# von Spanien



## runnernet

Hola a todos,

¿Se dice "ich bin von Spanien" o "ich komme aus Spanien"?

Gracias


----------



## Tonerl

runnernet said:


> "*ich bin Spanier"* o *"ich komme aus Spanien"*?


*
Woher kommst Du?*
¿De dónde eres?

En alemán puedes contestar de dos maneras:
con el verbo – sein (ser/estar) – o el verbo – kommen (venir).
*Ich bin aus Deutschland. (Ich bin Deutscher)*
Soy de Alemania
*Ich komme aus Deutschland*
Soy de Alemania (vengo de Alemania)

Por otra parte: puedes nacer en un país, has vivido allí toda tu vida, pero tienes un pasaporte diferente.

Saludos


----------



## runnernet

Tonerl said:


> *Woher kommst Du?*
> ¿De dónde eres?
> 
> En alemán puedes contestar de dos maneras:
> con el verbo – sein (ser/estar) – o el verbo – kommen (venir).
> *Ich bin aus Deutschland. (Ich bin Deutscher)*
> Soy de Alemania
> *Ich komme aus Deutschland*
> Soy de Alemania (vengo de Alemania)
> 
> Por otra parte: puedes nacer en un país, has vivido allí toda tu vida, pero tienes un pasaporte diferente.
> 
> Saludos



Muchas gracias, Tonerl


----------



## Anmarvel

Tonerl said:


> *Woher kommst Du?*
> ¿De dónde eres?
> 
> En alemán puedes contestar de dos maneras:
> con el verbo – sein (ser/estar) – o el verbo – kommen (venir).
> *Ich bin aus Deutschland. (Ich bin Deutscher)*
> Soy de Alemania
> *Ich komme aus Deutschland*
> Soy de Alemania (vengo de Alemania)
> 
> Por otra parte: puedes nacer en un país, has vivido allí toda tu vida, pero tienes un pasaporte diferente.
> 
> Saludos



Nunca vi ni escuché la primera de las traducciones, Ich bin aus Deutschland.
Pero, sí, la segunda. Ich komme aus Deutschland.

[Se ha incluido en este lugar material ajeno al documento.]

PR #3206, opened 2015-07-27
fix; updateValidators should not flatten dates (Fix #3194)

### LINKED ISSUE #3194: Validator does not run for Date on Model.update and $set
In my schema I have a field called `dob` which has a `max` date with the current date. So, if I try to update the document using a value like `2016` the validator should spit out a message.
```
var testSchema = new mongoose.Schema({
    firstName: String,
    dob: { type: Date, max: new Date()}
});

var Test = mongoose.model('Test', testSchema);
```
So, I've been using the validator for `update()` using `$set` like so. 
```
// Adding date to the document
var d = new Date('1/1/2016');

// Update document
Test.update({firstName : 'Alex'}, { $set: { dob:  d} }, { runValidators:true }, function (err, doc) {
    if(err){
        // Validator should run because 2016 > 2015, which it doesnt in this case
        console.log('The validator worked???????');
        done();
        return err;
    }
    done();
});
```

But the validator doesn't work for `Date`. This works completely fine with `String` and `Number` which I tried so far. 

Of course, when I try this with `findOne()` and `save()` it works
```
Test.findOne({firstName : 'Alex'}, function (err, doc) {
    // Adding date to the document
    var d = new Date('1/1/2016');
    doc.dob = d;

    // Save the updated document
    doc.save(function( err, doc ){
        // Check for error
        if(err){
              // Validator should run because 2016 > 2015, , which it does in this case
              console.log('The validator worked!!!!'); 
        }
        done();
    })
});
```
But it would be great if it validated for `Date` with update.

Here's the actually mocha tests I did: https://gist.github.com/alexhgian/97f94f84f0fbe4a033dc

victorkohl:
This fixes updateValidators for Date fields. It was trying to flatten the Date object and thus not validating the value properly.

### DIFF
--- a/lib/services/updateValidators.js
+++ b/lib/services/updateValidators.js
@@ -7,7 +7,7 @@ var ValidationError = require('../error/validation.js');
 var ObjectId = require('../types/objectid');
 
 /**
- * Applies validators and defaults to update and fineOneAndUpdate operations,
+ * Applies validators and defaults to update and findOneAndUpdate operations,
  * specifically passing a null doc as `this` to validators and defaults
  *
  * @param {Query} query
@@ -171,5 +171,6 @@ function flatten(update, path) {
 function shouldFlatten(val) {
   return val &&
     typeof val === 'object' &&
+    !(val instanceof Date) &&
     !(val instanceof ObjectId);
 }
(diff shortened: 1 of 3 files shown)


vkarpov15:
Thanks :beers:

alexhgian:
Thanks!

Issue #1918, opened 2014-02-05
Using hydrated embedded documents as query criteria leads to RangeError: Maximum call stack size exceeded


fluidsonic:
When you load a document with Mongoose and use one of it's embedded documents as a query criteria then a `RangeError: Maximum call stack size exceeded` is thrown.

**Test case:** https://gist.github.com/fluidsonic/8820684

I tracked down the error to `define` in `lib/document.js`. For whatever reason embedded documents are derived from the document which contains it in [document.js, line 1161](https://github.com/LearnBoost/mongoose/blob/3.8.x/lib/document.js#L1161). In [document.js, line 1173](https://github.com/LearnBoost/mongoose/blob/3.8.x/lib/document.js#L1173) the function tries to shadow the inherited keys by defining new non-enumerable ones on the embedded document itself.

The problem is that the [bson](https://github.com/mongodb/js-bson) library uses `for...in` to examine the size of the document recursively in [bson.js, line 215](https://github.com/mongodb/js-bson/blob/master/lib/bson/bson.js#L215). `for...in` correctly ignores the non-enumerable properties which `define` added for shadowing. But `for...in` still iterates over these properties because they are defined as enumerable in the prototype chain.

This leads to an endless recursion and the call stack overflow.

I suggest that embedded documents should no longer be derived from the document which contain it. This saves memory, makes the object structure simpler and the bson library and other code just see the keys they should.

vkarpov15:
Should be fixed by https://github.com/Automattic/mongoose/commit/978732b12187976606cd590e60b653aa0cbd7a7d

PR #3238, opened 2015-08-06
handleArray should ensure val is an Array.

jloveridge:
It seems reasonable that the `handleArray` helper method should validate that the passed value is in fact an array or coerce it into such rather than try and call `map` on a non-array object. The lack of this protection caused me some grief recently when a single value was accidentally passed in for an `$in` condition.

### DIFF
--- a/lib/schema/boolean.js
+++ b/lib/schema/boolean.js
@@ -63,6 +63,9 @@ SchemaBoolean.prototype.cast = function (value) {
 
 function handleArray (val) {
   var self = this;
+  if (!Array.isArray(val)) {
+    return [self.cast(val)];
+  }
   return val.map(function (m) {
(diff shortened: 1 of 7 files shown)


jloveridge:
I honestly don't see how these code changes would affect test #1918. Nothing in these changes should affect `$and` handling.

vkarpov15:
Hmm can you add a test for this? Good work otherwise :)

jloveridge:
Sure, I will add a test for the issue later today and update the pull request.

jloveridge:
@vkarpov15 did you want me to add more test cases or is the one that I added sufficient for this to be able to be merged?

vkarpov15:
Nope this is sufficient. Thanks.

Issue #9646, opened 2020-12-04
BUG: Ambiguous argument matching for bulkWrite's overload functions in TypeScript


davecroman:
Bug Report

Performing a bulkWrite causes an overload match to fail when expecting a Promise to be returned.

**Steps to reproduce**

1. Call `bulkWrite` with a single argument (an array of write operations)
2. Handle the resolved Promise by chaining with a `then`

```
MyModel.bulkWrite(writes)
      .then((results) => {
          // handle results here
      })
```

**What is the expected behavior?**
Compilation should succeed and the Promise should be resolved if successful

**Actual behavior**
An error is thrown during compilation
```
TSError: ⨯ Unable to compile TypeScript:
src/route/api/**.ts:120:8 - error TS2339: Property 'then' does not exist on type 'void'.

120       .then((results) => {
           ~~~~
```

**What are the versions of Node.js, Mongoose and MongoDB you are using? Note that "latest" is not a version.**
Node.js: 14.15.1
Mongoose: 5.11.3
MondoDB: (irrelevant)

**Perhaps noteworthy**
I've had a look at the TypeScript file and my guess is that the overload functions aren't matching properly:

```
bulkWrite(writes: Array<any>, options?: mongodb.CollectionBulkWriteOptions, cb?: (err: any, res: mongodb.BulkWriteOpResultObject) => void): void;
bulkWrite(writes: Array<any>, options?: mongodb.CollectionBulkWriteOptions): Promise<mongodb.BulkWriteOpResultObject>;
```

In the above example, the code matches both functions, but because the compiler uses the first match, it assumes that the function returns a void. Potential solutions:

1. Swap the order of the overloaded functions so that the first match is the function that returns a Promise, given no callback is provided.
2. Remove the argument match ambiguity by declaring `cb` as a required parameter for the first overload function and set `options` as the third argument but still optional.

I also see this issue in the following overloaded functions (this may not be an all-encompassing list):

1. `eachAsync`
2. `delete`
3. `deleteOne`
4. `remove`

vkarpov15:
Fixed by #9647

PR #9647, opened 2020-12-04
fix(index.d.ts): order when cb is optional in method

CatsMiaow:
As-Is
image

Even when there is no `cb`, the `cb` type is designated according to the type order.

To-be
image


vkarpov15 (approved):
Thanks :+1: This also fixes #9646

PR #9652, opened 2020-12-04
fix(index.d.ts): add `Document#__v` so documents have a Version by default

sahasayan:
fix(index.d.ts): add `Document#__v` so documents have a Version by default

**Summary**

__v  was missing in Document.

**Examples**

See more https://mongoosejs.com/docs/guide.html#versionKey


vkarpov15 (approved):
Thanks :+1:

PR #9655, opened 2020-12-04
fix(index.d.ts): add the missing generic declaration for Schema

sahasayan:
**Summary**

add the missing generic declaration for Schema

**Examples**

https://github.com/DefinitelyTyped/DefinitelyTyped/blob/master/types/mongoose/index.d.ts#L886


vkarpov15:
Ugh I hate doing this because there’s no reason that I’m aware of for Schema to be generic, but we can do this for backwards compat

PR #9665, opened 2020-12-06
fix(index.ts): allow the next() argument to be optional

### LINKED ISSUE #9664: Typings: optional argument for next()
bug

`next()` call requires an err argument.

``` javascript
UserSchema.pre<IUser>('save', function (next) {
    if (this.isModified('password')) {
        this.password = bcrypt.hashSync(this.password, 10);
    }

    const isSomethingWrong = false;

    if (isSomethingWrong) {
        next(new Error('something is wrong'));
    }

    next(); // An argument for 'err' was not provided.
});
```

`next()` call must be allowed without an err param.

Node.js 14.15.0
Mongoose 5.11.4
MongoDB 4.2.11

sahasayan:
**Summary**
allow the next() argument to be optional

fixes #9664


vkarpov15 (approved):
Thanks :+1:

PR #9680, opened 2020-12-08
fix(index.d.ts): Fix return type of Model#aggregate()

orgads:
`Type 'Promise<unknown>' is not assignable to type 'Promise<Document>'.`


vkarpov15 (approved):
Thanks :+1:

PR #9682, opened 2020-12-08
fix(index.d.ts): Refine default return type of aggregate

orgads:
`any` was copied from @types/mongoose, but it looks like `T` is the right choice here.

¿Alguien podría decirme en qué parte de Alemania se dice una u otra o las dos?
Vielen Dank


----------



## Sowka

Yo no diría "ich bin aus Deutschland". 

_Ich komme aus Deutschland_. -- Es la versión más natural para mí.


----------



## Alemanita

Sowka said:


> Yo no diría "ich bin aus Deutschland".
> 
> _Ich komme aus Deutschland_. -- Es la versión más natural para mí.



¿Y en qué contexto dirías "Ich bin aus (+lugar)?
¿Quizás "Ich bin aus Hannover"? ¿"Ich bin aus Niedersachsen"? ¿"Ich bin aus Vahrenheide"?


----------



## Sowka

Alemanita said:


> ¿Y en qué contexto dirías "Ich bin aus (+lugar)?
> ¿Quizás "Ich bin aus Hannover"? ¿"Ich bin aus Niedersachsen"? ¿"Ich bin aus Vahrenheide"?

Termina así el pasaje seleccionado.